═══ PROVIDED RECORDS
PR #166, opened 2016-08-19
Support detached encrypted key

xdmnl:
Updgrade xml-encryption to support detached EncryptedKey (cf: https://www.w3.org/TR/xmlenc-core/#sec-Extensions-to-KeyInfo, 2nd bullet point).
Okta uses this format for its encrypted SAML responses.


pdspicer:
This looks good to me, thanks for the PR and for testing!

PR #186, opened 2017-01-25
Added to populate eppn, sn and givenName from response while testing…

ppandeypragya:
… with Shibboleth testshib.org IdP


pdspicer:
While I think it's a nice feature that passport-saml parses email from the urn:oid, the verify function provides an option to do any additional parsing from identifiers to names of your choosing, thus I would not be in favor of supporting additional mappings here, it can be left up to the implementer.

ppandeypragya:
Thanks Paul, I'm closing this PR.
══════
• [ABOUT THIS EXERCISE]: Output all records exactly, with nothing added or dropped.

• [RESULT OF THE TASK]:
PR #166, opened 2016-08-19
Support detached encrypted key

xdmnl:
Updgrade xml-encryption to support detached EncryptedKey (cf: https://www.w3.org/TR/xmlenc-core/#sec-Extensions-to-KeyInfo, 2nd bullet point).
Okta uses this format for its encrypted SAML responses.


pdspicer:
This looks good to me, thanks for the PR and for testing!

PR #186, opened 2017-01-25
Added to populate eppn, sn and givenName from response while testing…

ppandeypragya:
… with Shibboleth testshib.org IdP


pdspicer:
While I think it's a nice feature that passport-saml parses email from the urn:oid, the verify function provides an option to do any additional parsing from identifiers to names of your choosing, thus I would not be in favor of supporting additional mappings here, it can be left up to the implementer.

ppandeypragya:
Thanks Paul, I'm closing this PR.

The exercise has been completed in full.